The shale gas revolution
Over the past decade, companies have invested heavily in extracting gas from shale rock formations. The formations are thousands of meters underground. The process wasn’t economically possible until the 2000s.
New drilling and fracturing technology made shale gas extraction attractive for companies. This led to a shale gas boom in the mid-2000s. The shale boom led to a sharp fall in U.S. gas prices. Shale gas is now the biggest source of natural gas in the U.S.
Effect on natural gas prices
As extracting shale gas became easier, extraction costs fell. With new discoveries, production increased. Now, much more volume of natural gas is available for way cheaper than a decade ago. As natural gas prices fell, natural gas gained an edge versus coal—especially in the eastern and southern states. A decade ago, coal produced more than half the country’s electricity. Its share fell to 36% in June 2012, when natural gas prices plummeted close to all-time lows. The draft rules came out in June 2013.
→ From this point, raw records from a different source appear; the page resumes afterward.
PR #634, opened 2016-08-21
updating the undo tree when using bracket operators slightly

xconverge:
Yay! We love PRs! 🎊

Please include a description of your change & check your PR against this list, thanks:

- [X] Commit message has a short title & issue references
- [X] Each commit does a logical chunk of work.  
- [x] It builds and tests pass (e.g `gulp tslint`)

More info can be found by clicking the "guidelines for contributing" link above.

PR #636, opened 2016-08-22
Ctrl+a and Ctrl+x now create undo points correctly and can be repeate…

### LINKED ISSUE #633: Undo behavior with {}[]()<> does not act exactly as it should
@johnfn took a quick stab at this issue in 7ac106d but the behavior does not fully match the way vim works yet.

When writing something where you open and close the brackets then fill in the interior, a new undo point should be created.

ex:
_if(true){
}_

then filling in 

if(true){
    _int i = 0;_
}

an undo point is created in the first step during insert mode, so pressing u once will get back to the first step, and pressing u again will clear it all.

------

-----

### Technical details:

* VSCode Version: 1.4.0
* VsCodeVim Version: master as of 7ac106d8708a1ad9918102abf0e59dbb0609cb4b
* OS: OSX

xconverge:
Will probably close #633 after this and PR #634 get merged

### DIFF
--- a/src/actions/actions.ts
+++ b/src/actions/actions.ts
@@ -3543,6 +3543,7 @@ class ToggleCaseAndMoveForward extends BaseMovement {
 abstract class IncrementDecrementNumberAction extends BaseMovement {
   modes = [ModeName.Normal];
   canBePrefixedWithCount = true;
+  canBeRepeatedWithDot = true;
 
   offset: number;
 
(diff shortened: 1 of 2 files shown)


johnfn:
The proper way to do this would just be to make them into Commands rather than Movements. Movements do not create undo points, but Commands do.

xconverge:
Hmm ok, I tried changing it to inherit from BaseCommand since that was my first thought, but it was doing something funky somewhere later down the line...I will check again

johnfn:
Ready to go?

xconverge:
good to go

johnfn:
Great! Thanks again, @xconverge!

PR #645, opened 2016-08-24
fix for extra character when double click mouse selection

### LINKED ISSUE #641: Mouse double click selection selects an extra character
For example:

test[]

double click test

"test[" is selected. Only "test" should be selected.

Should be able to double click test, then "y", and "p" should only paste "test" not "test["

xconverge:
fix #641 forgot to put that in the commit

ps: someday I will stop using the mouse...today is not the day


johnfn:
How does this work with click dragging?

xconverge:
seems to work fine/similar to vim

johnfn:
Awesome, thanks for the great work as always, @xconverge!

Issue #644, opened 2016-08-23
Undo history not affected by movement


spicydonuts:
### What did you do?

Example 1: Comment out a line, move to another line, comment it out, repeat repeat, hit `u`
Example 2: type an if-block with a body, press escape, hit `u`

### What did you expect to happen?

Changes on separate lines should be treated as separate events in the undo history.

### What happened instead?

Large, multi-line blocks of changes seem to be treated as one undo event, inconsistent with both vim and vscode's normal undos.

### Technical details:

* VSCode Version: 1.4.0
* VsCodeVim Version: 0.1.7
* OS: macOS 10.11.6

xconverge:
For example 1, how are you moving to another line, are you using arrow keys?

spicydonuts:
Doesn't matter which.  I've tried both, plus clicking with the mouse.

johnfn:
It's interesting to me how we've gotten a large blast of fixes for our undo history over the last week or so, when it's been out for many months without any substantial changes. Thanks @xconverge and @spicydonuts for being fastidious! :)

PR #646, opened 2016-08-24
Undo behavior when position changes using arrows or mouse

xconverge:
This is to address issue #644 

I am not sure I like this approach and want to see if I can do something with cursor ending position vs start position so that it applies to mouse AND arrows without needing to register the keys the way I am.

### DIFF
--- a/package.json
+++ b/package.json
@@ -130,22 +130,22 @@
             {
                 "key": "left",
                 "command": "extension.vim_left",
-                "when": "editorTextFocus && vim.mode != 'Insert Mode'"
+                "when": "editorTextFocus"
             },
             {
                 "key": "right",
                 "command": "extension.vim_right",
-                "when": "editorTextFocus && vim.mode != 'Insert Mode'"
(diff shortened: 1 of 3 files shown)


johnfn:
This is cool, but be very careful that the arrow keys continue to work for e.g. navigating autocomplete or the quick fix menu.

xconverge:
Yep you are right, I am going to come up with a way to use the cursor position from the last history step instead so that it applies to mouse and arrow keys without changing arrow key behavior, it will be much cleaner

xconverge:
So this is weird but was the best way I could think of solving it easily

this handles mouse and arrow movements without impacting any of the key handlers or anything

it mostly looks for an unexplained/handled jump in position via arrow/mouse/bicycle and says ok that means its time to create a new undo point.

johnfn:
It is a bit weird but not much weirder than a lot of the other fixes we've had to do. So I'm okay with it. :) 

Thanks for the PR @xconverge!

PR #647, opened 2016-08-24
Fix missleading readme instruction

AntonAderum:
Tiny fix to README that had missleading instructions.


johnfn:
Thanks @AntonAderum!

PR #649, opened 2016-08-25
improves bracket undo behavior when vscode autocloses brackets

xconverge:
Yay! We love PRs! 🎊

### DIFF
--- a/src/mode/modeHandler.ts
+++ b/src/mode/modeHandler.ts
@@ -24,6 +24,7 @@ import { Position } from './../motion/position';
 import { RegisterMode } from './../register/register';
 import { showCmdLine } from '../../src/cmd_line/main';
 import { Configuration } from '../../src/configuration/configuration';
+import { PairMatcher } from './../matching/matcher';
 
 export enum VimSpecialCommands {
   Nothing,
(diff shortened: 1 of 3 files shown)


src/mode/modeHandler.ts
```diff
@@ -1095,8 +1096,25 @@ export class ModeHandler implements vscode.Disposable {
...
           break;
-        default:
-          return false;
+      }
+
+      // This section is mostly for vscode auto closing brackets without a user inserting them
+      const letterToTheRight = TextEditor.getLineAt(vimState.cursorPosition).text[vimState.cursorPosition.character];
+      if (letterToTheRight !== undefined) {
+        switch (key) {
+          case "{":
```
johnfn: Generally when there are giant switch statements that's a sign that you could better represent your stuff as a data structure. In this case, maybe something like this:

```
const pairings = { 
    "{" : "}",
    "[" : "]",
    "<" : ">",

    /* etc... */
}
```

johnfn: I think this idea would also let you DRY up this code a little bit. It's a little repetitive right now.

xconverge:
Ok definitely a _little_ cleaner now

johnfn:
Do you think you can leverage this?

https://github.com/VSCodeVim/Vim/blob/master/src/matching/matcher.ts

xconverge:
I should be able to... this looks perfect...

johnfn:
Wonderful, thank you!

PR #659, opened 2016-08-27
fix #510

### LINKED ISSUE #510: Unexpected cursor shape with Go To Definition
### What did you do?

Open two source files where one file references a type in the other file. I used .fs files; one with a record type that includes a record type from the other file.

Leave both files in Insert mode. From one file use F12 Go To Definition to navigate to the other file. Then press a vim mode command such as insert or append.

I expected to be able to Go To Definition and see the cursor indicating the current vim mode.

### What happened instead?
The cursor indicates normal mode but typing a mode command inserts the letter.

### Technical details:

* VSCode Version: 1.3.1 e6b4afa53e9c0f54edef1673de9001e9f0f547ae
* VsCodeVim Version: 0.1.3
* OS: macOS El Capitan 10.11.5

### Extensions installed
EditorConfig 0.3.1
Ionide-FAKE 1.1.0
Ionide-Paket 1.2.1
Ionide-fsharp 2.2.7
Path intellisense 1.0.2
PowerShell 0.6.1
C# 1.3.0
Mono Debug 0.10.20
yo 0.8.5
vscodevim 0.1.3

xconverge:
We update everything better now when text editors are changed

### DIFF
--- a/extension.ts
+++ b/extension.ts
@@ -12,6 +12,7 @@ import { showCmdLine } from './src/cmd_line/main';
 import { ModeHandler } from './src/mode/modeHandler';
 import { TaskQueue } from './src/taskQueue';
 import { Position } from './src/motion/position';
+import './src/globals';
 
 interface VSCodeKeybinding {
   key: string;
@@ -71,7 +72,7 @@ export async function getAndUpdateModeHandler(): Promise<ModeHandler> {
   const activeEditorId = new EditorIdentity(vscode.window.activeTextEditor);
 
   if (!modeHandlerToEditorIdentity[activeEditorId.toString()]) {
-    const newModeHandler = new ModeHandler(false, activeEditorId.fileName);
+    const newModeHandler = new ModeHandler(activeEditorId.fileName);
 
     modeHandlerToEditorIdentity[activeEditorId.toString()] = newModeHandler;
     extensionContext.subscriptions.push(newModeHandler);
@@ -223,6 +224,12 @@ async function handleKeyEvent(key: string): Promise<void> {
 }
 
 async function handleActiveEditorChange(): Promise<void> {
+
+  // Don't run this event handler during testing
+  if(isTesting){
+    return;
+  }
+
   if (vscode.window.activeTextEditor !== undefined) {
     const mh = await getAndUpdateModeHandler();
     mh.updateView(mh.vimState, false);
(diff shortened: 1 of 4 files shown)


xconverge:
So this works pretty well...however....it bombs on the tests.

I tracked it to the fact that now that I am calling getAndUpdateModeHandler(), it will create modehandlers that have withTesting set to FALSE for the tests.

Is there a way to disable this event handler for just the tests? :/ 

Any advice would be great...

johnfn:
Can you move our isTesting flag to a global somewhere? That's something I should have done back when I made modehandler per-editor rather than global itself.

xconverge:
where would be the best place to put a global like that in extension.ts? And then where is the top most level of testing where I could set it, testSimplifier.ts?

johnfn:
You may actually want to start a new file called globals.ts and follow the same pattern i did in taskqueue.ts to export it. 

testSimplifier is OK, but not all of our tests use that infrastructure. Maybe there's a better place somewhere? I'm not sure!

xconverge:
got it, let me know how it looks

extension.ts
```diff
@@ -12,6 +12,7 @@ import { showCmdLine } from './src/cmd_line/main';
 import { ModeHandler } from './src/mode/modeHandler';
 import { TaskQueue } from './src/taskQueue';
 import { Position } from './src/motion/position';
+import './src/globals';
```
johnfn: Instead of importing everything from globals into the namespace, can you do something like

`import { globals } from './src/globals'` 

and then check `globals.isTesting`?

src/globals.ts
```diff
@@ -0,0 +1,7 @@
+/**
+ * globals.ts hold some globals used throughout the extension
+ */
+
+// true for running tests, false during regular runtime
+declare var isTesting: boolean;
```
johnfn: Can you use let here? 

Also the best way to do this is:

`export let isTesting = false;`

(though actually export the object, not just the boolean!

johnfn:
More small comments.

src/globals.ts
xconverge: which object, are you saying I should make a globals class that is exported?

export class globals {
  public isTesting: boolean = false;
}

xconverge:
Let me know if that hits any of the marks you were referring to...

johnfn:
This looks great. Can you just fix up those merge conflicts and we should be good to go here.

xconverge:
woops bad merge..

johnfn:
Another great change. 0.1.8 is shaping up to be the most bug free release in VSCodeVim history! (sort of.)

So you can see that the move from coal to natural gas started before Obama and Republicans’ deadlock over new EPA regulations. The regulations are piling onto old troubles.
According to EIA (Energy Information Administration) projections, shale gas will keep growing. Plus, older coal-fired power plants are retiring and getting replaced. According the EIA, natural gas will surpass coal as the preferred fuel for electricity generation.
A change in the EPA’s regulations could prolong the lives of coal producers (KOL) like Alpha Natural Resources (ANR), Arch Coal (ACI), Peabody Energy (BTU), and Cloud Peak Energy (CLD). But no change could guarantee their survival.